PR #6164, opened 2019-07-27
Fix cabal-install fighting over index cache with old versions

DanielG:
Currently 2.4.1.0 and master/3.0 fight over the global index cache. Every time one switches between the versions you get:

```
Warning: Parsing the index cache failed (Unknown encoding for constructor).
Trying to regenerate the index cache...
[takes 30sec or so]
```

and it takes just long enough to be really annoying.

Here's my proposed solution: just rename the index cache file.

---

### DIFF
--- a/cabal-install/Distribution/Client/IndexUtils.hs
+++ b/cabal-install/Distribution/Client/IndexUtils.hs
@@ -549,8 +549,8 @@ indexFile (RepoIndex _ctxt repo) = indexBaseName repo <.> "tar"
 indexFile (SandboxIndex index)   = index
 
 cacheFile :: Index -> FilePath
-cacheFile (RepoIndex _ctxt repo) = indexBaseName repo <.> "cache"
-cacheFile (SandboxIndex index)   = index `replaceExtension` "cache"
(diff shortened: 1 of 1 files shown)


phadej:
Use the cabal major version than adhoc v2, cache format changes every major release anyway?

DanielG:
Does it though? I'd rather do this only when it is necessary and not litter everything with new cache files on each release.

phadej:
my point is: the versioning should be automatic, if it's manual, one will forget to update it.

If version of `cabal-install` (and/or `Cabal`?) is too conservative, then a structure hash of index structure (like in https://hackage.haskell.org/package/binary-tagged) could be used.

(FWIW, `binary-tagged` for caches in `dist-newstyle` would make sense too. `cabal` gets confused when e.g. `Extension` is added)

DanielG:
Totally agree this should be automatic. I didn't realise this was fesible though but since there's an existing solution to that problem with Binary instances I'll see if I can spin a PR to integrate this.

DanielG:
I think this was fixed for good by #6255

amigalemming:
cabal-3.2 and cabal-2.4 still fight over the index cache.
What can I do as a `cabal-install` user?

* [EXERCISE OBJECTIVE]:
Copy out the entire listing above exactly.

* [REPLY]:
PR #6164, opened 2019-07-27
Fix cabal-install fighting over index cache with old versions

DanielG:
Currently 2.4.1.0 and master/3.0 fight over the global index cache. Every time one switches between the versions you get:

```
Warning: Parsing the index cache failed (Unknown encoding for constructor).
Trying to regenerate the index cache...
[takes 30sec or so]
```

and it takes just long enough to be really annoying.

Here's my proposed solution: just rename the index cache file.

---

### DIFF
--- a/cabal-install/Distribution/Client/IndexUtils.hs
+++ b/cabal-install/Distribution/Client/IndexUtils.hs
@@ -549,8 +549,8 @@ indexFile (RepoIndex _ctxt repo) = indexBaseName repo <.> "tar"
 indexFile (SandboxIndex index)   = index
 
 cacheFile :: Index -> FilePath
-cacheFile (RepoIndex _ctxt repo) = indexBaseName repo <.> "cache"
-cacheFile (SandboxIndex index)   = index `replaceExtension` "cache"
(diff shortened: 1 of 1 files shown)


phadej:
Use the cabal major version than adhoc v2, cache format changes every major release anyway?

DanielG:
Does it though? I'd rather do this only when it is necessary and not litter everything with new cache files on each release.

phadej:
my point is: the versioning should be automatic, if it's manual, one will forget to update it.

If version of `cabal-install` (and/or `Cabal`?) is too conservative, then a structure hash of index structure (like in https://hackage.haskell.org/package/binary-tagged) could be used.

(FWIW, `binary-tagged` for caches in `dist-newstyle` would make sense too. `cabal` gets confused when e.g. `Extension` is added)

DanielG:
Totally agree this should be automatic. I didn't realise this was fesible though but since there's an existing solution to that problem with Binary instances I'll see if I can spin a PR to integrate this.

DanielG:
I think this was fixed for good by #6255

amigalemming:
cabal-3.2 and cabal-2.4 still fight over the index cache.
What can I do as a `cabal-install` user?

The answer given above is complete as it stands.